Paper, Tags: #nlp
To the best of our knowledge, the literature doesn't contain a direct evaluation of the impact of tokenization of language model pretraining.
We analyze differences between BPE and unigram LM tokenization, and we find that the unigram LM method can recover subword units that more strongly align with underlying morphology, in addition to avoiding several shortcomings of BPE stemming from its greedy construction procedure.
Then we compare the fine-tuned task performance of identical transformer masked LMs pretrained with these tokenizations. We find that the unigram LM tokenization method consistently matches or outperforms BPE.
Critically, a pretrained language model’s subword vocabulary cannot be altered: any downstream application of these models must tokenize input or generate output using the original subword vocabulary, making the choice of tokenization a particularly significant decision.
In unigram LM, tokens are pruned based on unigram LM perplexity. The vocabularies resulting from BPE and ULM are heavily overlapping, but we find that ULM produces more plausible subword units in long words.

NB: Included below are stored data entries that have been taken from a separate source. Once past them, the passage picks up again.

PR #956, opened 2022-02-02
Adjust project review page when no unlabeled record found

terrymyc:
This PR implemented the project review page when all the records have been reviewed.

image


J535D165 (approved):

J535D165:
Superb @terrymyc. 

Are you about to use the same screen for the "Mark project as finished" function? So, you mark a project as finished; you can't review anymore obviously. So, what do you see when you navigate to the review page? I would suggest having something similar. However, the label "You have reviewed all the records" wouldn't fit there. Maybe we need an extra label in the project file like "allRecordsLabeled"?

asreview/webapp/src/ProjectComponents/ReviewComponents/ReviewPageFinished.js
```diff
@@ -41,26 +34,69 @@ const StyledBox = styled(Box)(({ theme }) => ({
...
+              <Typography className={classes.textTitle} variant="h5">
+                Congratulations! You have finished this project.
+              </Typography>
+              <Typography className={classes.text}>
+                You have stopped reviewing and marked this project as finished.
+                If you want to resume the review, please{" "}
+                <Link>update project status</Link>.
+              </Typography>
+            </Stack>
+          )}
```
terrymyc, line 87: @J535D165 When the project is marked as finished but still has unlabeled records, you will see something different (the link to update project status not working yet).

terrymyc: Since marking a project as finished and finishing reviewing all records share the same property `reviewFinished`, when this property is true, the project review finished page needs to call `get_document` to decide which text should be shown.

J535D165: Ah sorry, I overlooked that. Nice solution.

terrymyc: Suppose we add an additional property `allRecordsLabeled`, this would bring two things:
- Marking a project as finished only changes the value of `reviewFinished`.
- After reviewing all the records, the values of `allRecordsLabeled` and `reviewFinished` change.

After reviewing all the records, the project should not be marked as in review. This may call `get_document` again somewhere. Perhaps adding a property `allRecordsLabeled` to the project info looks to be a better solution?

PR #957, opened 2022-02-03
Implement basic function to count duplicates

J535D165:


J535D165:
This proposal was introduced to facilitate the discussion in #951. This function can be used to return statistics after the dataset was uploaded. This can help to develop additional checks in the front end.

PR #965, opened 2022-02-04
add option to re-import RIS files into reference software to documentation

Rensvandeschoot:
This PR adds the option to re-import RIS files into reference software to the documentation.

PR #991, opened 2022-02-23
Add information on labeling in RIS format; upload screenshot of Endnote

ottomattas:
For https://github.com/asreview/asreview/pull/965


docs/source/intro/datasets.rst
```diff
@@ -36,6 +36,46 @@ formats:
    IEEE Xplore, Scopus and ScienceDirect. Citation managers Mendeley, RefWorks,
    Zotero, and EndNote support the RIS file format as well.
 
+For parsing RIS file format, the software uses a Python RIS files parser and reader (`rispy
+    <https://pypi.org/project/rispy/>`_). Successful import/export depends on a proper
+    data set structure. To validate your data set, the complete default mapping can be found
+    on the developer's `GitHub page <https://github.com/MrTango/rispy#complete-default-mapping>`_.
+
+After a labeling decision is made and the record is exported from ASReview Lab, the decision
```
J535D165, line 44:
```suggestion
After a labeling decision is made and the record is exported from ASReview LAB, the decision
```

docs/source/intro/datasets.rst
```diff
@@ -36,6 +36,46 @@ formats:
...
+    | AU          | Author                                                                                                  | no\*\*    |
+    +-------------+---------------------------------------------------------------------------------------------------------+-----------+
+    | DO          | DOI                                                                                                     | no        |
+    +-------------+---------------------------------------------------------------------------------------------------------+-----------+
+    | N1          | Notes                                                                                                   | no\*\*    |
+    +-------------+---------------------------------------------------------------------------------------------------------+-----------+
+    | ER          | End of Reference (must be empty and the last tag)                                                       | yes       |
+    +-------------+---------------------------------------------------------------------------------------------------------+-----------+
```
J535D165, line 68: Very technical, I'm not sure what the benefits are for an end-user. I would prefer to move this table to a technical section and explain to the user what to expect when importing/exporting. The user will use a ref man in 99% of the cases.

docs/source/intro/datasets.rst
```diff
@@ -36,6 +36,46 @@ formats:
    IEEE Xplore, Scopus and ScienceDirect. Citation managers Mendeley, RefWorks,
    Zotero, and EndNote support the RIS file format as well.
 
+For parsing RIS file format, the software uses a Python RIS files parser and reader (`rispy
+    <https://pypi.org/project/rispy/>`_). Successful import/export depends on a proper
+    data set structure. To validate your data set, the complete default mapping can be found
+    on the developer's `GitHub page <https://github.com/MrTango/rispy#complete-default-mapping>`_.
```
J535D165, line 42: Please resolve warnings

The WordPiece algorithm closely resembles BPE but instead of merging the most frequent token bigram, each potential merge is scored based on the likelihood of a LM trained on a version of the corpus incorporating that merge. Estimating the LM parameters for every potential merge is computationally very expensive, so they employ aggressive heuristics to reduce the potential merges considered. The implementation isn't public so the method can't be compared to the others.

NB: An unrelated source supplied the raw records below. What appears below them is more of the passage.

PR #1002, opened 2022-03-04
Remove hover info for modes on project init

J535D165:
I'm struggling a lot with this hover info box. The box overlaps with the project name and doesn't hide itself. I think we don't need it and therefor I propose to remove it.


terrymyc (commented):
Thanks. I know this issue and haven't worked on it yet. Currently you need to hover over the popover again after selecting the mode. I think the popover should be at least kept on the project details page (when `isProjectSetup()` is false). Either merge this first or leave it for now. I will anyway come back to improve this later.

J535D165:
I leave this up to you!

PR #1004, opened 2022-03-10
Adjust interface for the simulation project

terrymyc:
This PR adjusted the user interface for creating a simulation project and the corresponding project page.

localhost_3000_projects

image

image


asreview/entry_points/simulate.py
```diff
@@ -89,6 +89,7 @@ def _mark_review_finished(project_path, review_id=None):
         review_index = [x['id']
                         for x in project_config['reviews']].index(review_id)
 
+    project_config['reviewFinished'] = True
```
J535D165, line 92: Oke. Let's replace in future PR.

asreview/webapp/src/ProjectComponents/ProjectPage.js
```diff
@@ -85,13 +104,62 @@ const ProjectPage = (props) => {
     }
   );
 
+  const isSimulating = () => {
+    return (
+      data?.mode === projectModes.SIMULATION &&
+      data?.projectInitReady &&
+      !data?.reviewFinished
```
J535D165, line 111: Oke, this is the upcoming status. 

I think we might need a discussion about whether mode and status should be in the Redux store. This makes this a lot easier.

asreview/webapp/src/ProjectComponents/ProjectPage.js
```diff
@@ -85,13 +104,62 @@ const ProjectPage = (props) => {
     }
   );
 
+  const isSimulating = () => {
```
J535D165, line 107: Where is `data` defined? I don't fully understand how this works.

terrymyc: It is the data fetched from the `info` API above. Basically, it uses `mode`, `projectInitReady`, and `reviewFinished` in the returned project info to judge if the simulation is finished.

asreview/webapp/src/ProjectComponents/ProjectPage.js
terrymyc: Perhaps when we have the `status` (`setup`, `running`, and `stopped`), this would be already resolved. Namely, the returned status `running` can replace `isSimulating` defined here.

asreview/webapp/src/ProjectComponents/ProjectPage.js
```diff
@@ -70,6 +91,13 @@ const ProjectPage = (props) => {
         } else if (!data["projectNeedsUpgrade"]) {
           // open project page
           console.log("Opening project " + project_id);
+          // if simulation is running
+          if (
+            data["mode"] === projectModes.SIMULATION &&
+            !data["reviewFinished"]
+          ) {
+            setIsSimulating(true);
+          }
```
terrymyc, line 100: @J535D165 Changed. I add a state `isSimulating` and set it here.

J535D165:
Very nice work @terrymyc I really appreciate your sense for detail.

The unigram LM method (Kudo, 2018), in contrast to the bottom-up construction process of BPE and WordPiece, begins with a superset of the final vocabulary, pruning it to the desired size (see algorithm in paper). Unigram LM tokenization takes the vocabulary V and unigram LM parameters θ and performs Viterbi inference to decode the segmentation with maximum likelihood under θ.
Recognizable affixes appear much more frequently in ULM. As the BPE tokenization is constructed greedily according to frequency, common affixes and punctuation) are frequently absorbed into other tokens. BPE vocabulary still includes these affixes, but when they are encountered during tokenization, they are almost always merged into larger units.
For example, in the case where three tokens almost always occur as a group, in order to merge them into a single token, BPE must first merge one pair before incorporating the third token; this leaves an intermediate token in the vocabulary that will only occur rarely on its own. The unigram LM method avoids this pathology by considering all potential subwords in a top-down fashion during vocabulary selection.
The unigram LM tokenization tends to have longer subword units than BPE. This is closer to the length distribution of gold-standard English morphs, which have a mean length of approximately 6 characters.